Jail renovation contract divides commissioners
Macon-Bibb County commissioners voted 6-2 to hire a local company for preconstruction work on the county jail.

Macon-Bibb County commissioners were split in their approval of a local company to do preconstruction work at the Bibb County jail with some questioning whether the company was the right pick for the job.
In a 6-2 vote, the commission hired Warren Associates Inc. as the construction manager-at-risk for renovations at the jail on Oglethorpe Street. The county will pay the company $17,500 from the general fund plus 1.74% of the final cost of the renovations, which will be determined by the company.

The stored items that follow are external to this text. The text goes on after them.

PR #925, opened 2019-03-05
 Adding SAI PTF tests for LAG ACL Table/Group and bindings

chitra-raghavan:
Adding SAI PTF tests for LAG Acl.

L3AclTableTest – I (LAG Binding)
L3AclTableGroupTest – I (LAG Binding)

### DIFF
--- a/test/saithrift/tests/saiacl.py
+++ b/test/saithrift/tests/saiacl.py
@@ -1134,3 +1134,503 @@ class BindAclTableInGroupTest(sai_base_test.ThriftInterfaceDataPlane):
             self.client.sai_thrift_remove_router_interface(rif_id3)
             self.client.sai_thrift_remove_router_interface(rif_id4)
             self.client.sai_thrift_remove_virtual_router(vr_id)
+
+@group('acl')
+class L3AclTableTestI(sai_base_test.ThriftInterfaceDataPlane):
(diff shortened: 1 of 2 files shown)


test/saithrift/tests/saiacl.py
```diff
@@ -1134,3 +1134,503 @@ def runTest(self):
...
+          8. Create next hop to reach the neighbor entry.
+          9. Create route entry with /24 mask (i.e 11.11.11.0/24) through NHop1
+          10. Send IPv4 packet from port 1 (LAG member) with destination IP 11.11.11.1
+
+        Part1:
+          11. Create ACL table group "acl_table_group_id"
+          12. Create two ACL table to block the traffic based on Dst IP address (11.11.11.1) and Src IP address (10.10.10.1).
+          13. Associate the ACL table with the group members.
+          14. Bind the ACL table and entry with LAG Id1 with attribute SAI_LAG_ATTR_INGRESS_ACL
+          15. Send the IP packet again through port 1 and ensure the packet is dropped.
```
prsunny: May be in next iteration, we can consider sending two different packets, one matching source IP acl entry and another one matching destination IP acl entry and ensure both are dropped. In this test, since the same packet match both the entries, the parallel action part is not really verified.

PR #929, opened 2019-03-19
New flood vector combined type

itaibaz:
Adding clarification to the meaning of all flood vector - includes the router for broadcast and multicast, doesn't include the router for unknown unicast.
Add a new type, combined, to easily add L2MC group on top of the existing all definition

### DIFF
--- a/inc/saibridge.h
+++ b/inc/saibridge.h
@@ -412,7 +412,8 @@ typedef enum _sai_bridge_type_t
 typedef enum _sai_bridge_flood_control_type_t
 {
     /**
-     * Flood on all sub-ports
+     * @brief Flood on all sub-ports
+     *
      * When setting sub-ports to broadcast or unknown multicast flood, it also
      * includes flooding to the router. When setting sub-ports to unknown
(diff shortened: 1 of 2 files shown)


inc/saibridge.h
```diff
@@ -420,6 +426,14 @@ typedef enum _sai_bridge_flood_control_type_t
     /** Flood on the L2MC group */
     SAI_BRIDGE_FLOOD_CONTROL_TYPE_L2MC_GROUP,
 
+    /**
+     * @brief Flood on all sub-ports and L2MC group
```
atitjain: What is the use case? Is the idea to create a bunch of snooped interfaces with few statically added for bcast/mcast?

itaibaz: Using this API extension, you can easily add flooding to router (by adding a bridge port type router) or to a tunnel, on top of the regular behavior of flooding to all local ports, without needing to manage the list of local ports, by choosing the combined flood type.
A sample use case for flooding to router, is VXLAN L3 peering use case, demoed in OCP, where unknown unicast traffic is sent to router.

PR #91, opened 2025-04-14
fix: set `make all` as default target

d10n:
## Summary
`make`  executes the first target, which is conventionally something like `all` or `build`


jpower432 (approved):
LGTM

gvauter (approved):
LGTM

PR #113, opened 2025-04-30
feat: CPLYTM-724: update ApplicationDirectory for plugin manifest

qduanmu:
## Summary
This is a downstream update in complytime for separating plugin binary from manifest.

## Related Issues
- Closes CPLYTM-724


internal/complytime/configuration.go
```diff
@@ -48,7 +51,12 @@ type ApplicationDirectory struct {
 // If the application directories exist, this will not overwrite what is
 // existing.
 func NewApplicationDirectory(create bool) (ApplicationDirectory, error) {
-	return newApplicationDirectory(xdg.ConfigHome, create)
+	// When complytime installed by rpm package
+	if _, err := os.Stat("/usr/bin/complytime"); err == nil {
+		return newApplicationDirectory(DataRootDir, false)
+	} else {
+		return newApplicationDirectory(xdg.ConfigHome, create)
```
jpower432: I wonder if it would make more sense to change this to xdg.DataHome given that is it analogous to `/usr/share`. Might be out of scope for this PR though.

internal/complytime/configuration.go
```diff
@@ -48,7 +51,12 @@ type ApplicationDirectory struct {
 // If the application directories exist, this will not overwrite what is
 // existing.
 func NewApplicationDirectory(create bool) (ApplicationDirectory, error) {
-	return newApplicationDirectory(xdg.ConfigHome, create)
+	// When complytime installed by rpm package
+	if _, err := os.Stat("/usr/bin/complytime"); err == nil {
```
jpower432: This is a nice addition for backward compatibility. Depending on the use case, it may be nice to control through through an environment variable. What do you think?

I imagine we would only continue to use the original location for the application directory during development. So maybe `COMPLYTIME_DEV_MODE`? If I am developing locally, I might have a stable version of `complytime` installed with an RPM and also testing another version locally.

jpower432 (commented):
Looks good @qduanmu. Leaving some initial feedback. None of the feedback is blocking, just discussion points. I was able to verify that an existing setup from the quick start still works as expected and I need to verify the RPM install.

gvauter (dismissed):
LGTM

complytime.spec
```diff
@@ -38,24 +38,31 @@ mkdir -p %{buildroot}%{_libexecdir}/%{name}/plugins
...
 make test-unit
 
 %files
-%license LICENSE
 %{_bindir}/complytime
-%doc README.md
 %defattr(-,root,root,644)
-%{_datadir}/%{name}
+%license LICENSE
+%doc README.md
```
marcusburghardt: For docs we could already use the man pages created here: https://github.com/complytime/complytime/pull/83

jpower432 (changes requested):
Thanks for making the changes @qduanmu. I was able to run locally in dev mode and not in dev mode successfully. One pre-step I needed to do for dev mode was `cp -r  ~/.config/complytime/ ~/.local/share/`. So I would suggest we update the quick start and scripts.

marcusburghardt (commented):
@qduanmu , I included two commits on top of this PR to update the source version and some other few improvements regarding man and installed files in spec file. Tests are ok but I saw there are 3 merge commits included in the PR that ideally we should remove before merging it.

marcusburghardt (approved):
LGTM. Thanks @qduanmu

jpower432 (approved):
LGTM

PR #127, opened 2025-05-13
feat: introducing the write function to update plan CPLYTM-237 CPLYTM-758 CPLYTM-757

d10n:
## Summary
Adds `plan --dry-run` for generating the assessment plan filtering config


go.mod
```diff
@@ -18,6 +18,7 @@ require (
 	github.com/spf13/cobra v1.8.1
 	github.com/spf13/pflag v1.0.6-0.20210604193023-d5e0c0615ace
 	github.com/stretchr/testify v1.10.0
+	gopkg.in/yaml.v3 v3.0.1
```
jpower432: This project is archived. Perhaps switch out for `github.com/goccy/go-yaml`.

cmd/complytime/cli/root.go
```diff
@@ -44,12 +44,23 @@ func New() *cobra.Command {
...
+	//	planCmd_,
+	//	listCmd(&opts),
+	//)
 
 	cmd.AddCommand(
 		versionCmd(&opts),
 		scanCmd(&opts),
 		generateCmd(&opts),
 		planCmd(&opts),
+		//updateCmd(&opts),
```
jpower432: Can this be removed?

cmd/complytime/cli/root.go
```diff
@@ -44,12 +44,23 @@ func New() *cobra.Command {
 		},
 	}
 	opts.BindFlags(cmd.PersistentFlags())
+	//
```
jpower432: Can this be removed?

cmd/complytime/cli/plan_dry_run.go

Warren Selby Jr. is president and CEO of the company. He also has served as the board chairman for Macon Regional Crimestoppers, a nonprofit that works hand-in-hand with the Bibb County Sheriff’s Office, for the past 25 years.
Commissioners Stanley Stewart and Donice Bryant, who retired from working at the jail, voted against hiring Selby’s company.
After the mayor made the proposal, Bryant said, “We couldn’t find nobody else to build the jail?”
“Couldn’t find anybody else? Well, we found the most qualified person that the sheriff’s selected once it came in, but I mean, there were multiple people who put in for it,” Mayor Lester Miller said. “It went through a committee and this person was the award winner.”
Miller said the committee included Cass Hatcher of River Edge, Clay Murphey of the county’s SPLOST committee and Bibb County Sheriff’s Office Chief Deputy Mike Scarbary.
“You’re going to hate me for this, but I worked at the jail and the structure that was built was not good,” Bryant said. “So if they’re trying to build something else, I don’t know. We need to find somebody else.”
Bryant noted Selby’s company was hired previously for some construction work at the jail and previous discussions about trucking in prefab modules as part of the renovation work led her to believe another company would get the job, “but now I see it’s coming from the same person.
“I have nothing against Warren Selby, I just know that when they put all that money into the jail, the locks were torn up. The structures that were built, they didn’t last,” Bryant said. “Seems like some of the deputies who work down at the jail could have been in on this so that they can kind of say what needs to be done because it’s not working. To keep putting money into the same thing is just like putting a Band-Aid on a gunshot wound.”
Miller said the prefab modules will come from another company.
“It is what it is,” Miller said, adding Selby’s company has constructed many jails across the state. “This is the process that we have. … We’re ready to move forward.”
“I get it. I get it,” Bryant said. “I just like for the safety of the deputies to be at hand.”
Stewart also voiced concerns.
“We’re talking about building a jail and Warren works with Crimestoppers, which works directly with the sheriff’s department,” Stewart said. “So, is that a conflict of interest?”
Miller said he “could not imagine, in any realm, that that’s a conflict.”
Interim County Attorney Duke Groover said Selby’s association with Crimestoppers was neither an ethical or legal conflict of interest.
“Nothing against Warren,” Stewart said. “I was put in the paper for selling Cherry Blossom trees, even before I was a commissioner, for my friend’s organization, long before I was even a commissioner and they tried to make that a conflict of interest. So I would think obtaining millions of dollars from an organization you work with is somewhat a conflict of interest.”
Miller said, “We can just disagree.”
The jail renovations are estimated to cost about $24 million, but Warren Associates expects to finalize the cost in about 14 months. Selby was not present at the meeting.
In other business, the board approved $1.4 million for an independent contract with Pleasant Hill Landing LP, a subsidiary of the Macon Housing Authority, to build a 64-unit affordable housing development at the corner of Madison and Walnut streets.
Plans for the development call for three, three-story buildings. None of the units will be rented at market rate and all are income-restricted. The project is expected to cost $21 million.
“The vast majority of rents will be less than $1,000,” said Kathleen Mathews, who manages another nonprofit subsidiary of the housing authority called In-Fill Housing.